What's the best place to start with her? Story collections, novels, nonfiction--like the columns etc--or does she have memoirs presented as such?

dow, Friday, 19 May 2023 19:22 (eleven months ago) link

The Passion According to G.H.

xyzzzz__, Friday, 19 May 2023 20:41 (eleven months ago) link

Overstory has its flaws I guess but it really has opened up the world of trees to me

calstars, Friday, 19 May 2023 23:14 (eleven months ago) link

I finish Michael Wood's BELLE DE JOUR (2000). Brisk, pacy, improvisational in tone, dry, providing some very close readings of film at time, drawing on much learning. MW constantly refers to European art films I've never seen. If you like the film this book is very worthwhile. But not to be read till you've seen the film.

the pinefox, Saturday, 20 May 2023 16:14 (eleven months ago) link

Listening to an audiobook of The Day of the Locust. It's a cracking read, not least because of the reader. I'm a sucker for tales of old decadent Hollywood, and this is the ur-text.

immodesty blaise (jimbeaux), Saturday, 20 May 2023 18:53 (eleven months ago) link

day of the locust feat.homer simpson

mark s, Saturday, 20 May 2023 19:11 (eleven months ago) link

Yes, Homer Simpson, the poor slob.

immodesty blaise (jimbeaux), Saturday, 20 May 2023 19:13 (eleven months ago) link

Kincaid, Brian W. Aldiss
Slifkin, The New Monuments and the End of Man
Threadgill, Easily Slip into Another World

alimosina, Sunday, 21 May 2023 04:40 (eleven months ago) link

I bought Day Of The Locust thinking it was Day Of The Triffids and got very confused.

Daniel_Rf, Sunday, 21 May 2023 09:56 (eleven months ago) link

I know there's at least one film of it that I saw years ago. NOt sure if i read the book or have a copy lying around the flat somewhere. Did hear it was pretty good though.

also have a copy of Otto Friedrich's City of Nets which is about Hollywood in the 40s. Thought I would get to that faster have heard that is really good too. More non-fiction but I think it should relate. Though it may be showing teh town a couple of decades later.

Stevo, Sunday, 21 May 2023 10:06 (eleven months ago) link

actually more the next decade than a couple of decades later. I was thinking Locust was 20s for some reason.

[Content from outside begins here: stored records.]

PR #2557, opened 2020-05-18
Speed up search and start indexing Schemas

ChrisBAshton:
- Speeds up the search by utilising the ['content' override in middleman-search-gds](https://github.com/alphagov/middleman-search/pull/5)
- Adds Schemas to the search (these were not previously indexed)

## Before
5.6MB search.json

Screenshot 2020-05-18 at 10 22 45

## After
4.8MB search.json, and schema now shows up in search results.

Screenshot 2020-05-18 at 11 05 33

This is being tackled as part of https://trello.com/c/lVTGSjCA/142-external-docs-arent-indexed-in-search.


app/proxy_pages.rb
```diff
@@ -98,6 +98,7 @@ def self.document_types
         template: "templates/document_type_template.html",
         frontmatter: {
           title: "Document type: #{document_type.name}",
+          content: "",
```
benthorner, line 102: I don't know much about the way this repo does indexing. My assumption from reading this is that `content: ""` stops the indexing. However, it's also present in the next commit, where we're wanting to _start_ indexing. 

Can you help me understand what the change is doing?

ChrisBAshton: Ah, apologies. A lot of that knowledge is carried over from https://github.com/alphagov/govuk-developer-docs/pull/2509.

Proxied pages aren't indexed by default, unless we pass a `title` parameter to middleman (see the ProxyPages snippet in the [Usage section of middleman-search](https://github.com/alphagov/middleman-search#usage)). So prior to #2509, these weren't being indexed at all. In #2509, I added `title` for DocumentType and Supertype, but not for Schema, as the schema pages are so large and complicated that they broke the search functionality. DocumentType and Supertype slowed down the search a bit, but within an acceptable (subjective) limit.

This PR overrides the `content` property to stop the indexing of the page's contents, meaning the only thing that is indexed is the `title`, speeding up the search again, and allowing us to index Schemas for the first time. I hope that makes sense!

benthorner: Aha, I understand now - I appreciate the commit title better now! Thanks for explaining ⭐.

Stevo, Sunday, 21 May 2023 10:09 (eleven months ago) link

Day of the Locusts was on tptv in the uk quite a bit at the start of the year

koogs, Sunday, 21 May 2023 10:34 (eleven months ago) link

donald sutherland plays homer s -- which for a long while convinced me that groening derived the omnipresent cast in a simpsons character's eyes from sutherland's

except the life in hell characters always already had this same cast so i guess it's a convergent evolution (which is even weirder tbh)

mark s, Sunday, 21 May 2023 10:40 (eleven months ago) link

Riku Onda - THE AOSAWA MURDERS. beguiling and fascinating murder mystery with intriguing structure. unfortunately i was completely baffled by the ending in that I don't really understand what happened or whodunnit. perhaps that was the point but give me an agatha christie any day. still at least I enjoyed 280 of the 312 pages.

oscar bravo, Sunday, 21 May 2023 16:21 (eleven months ago) link

(did we have a 'spoilers please' thread where we get people to tell us what happened in things we didn't understand? or did i imagine it / mean to start one and not get around to it?)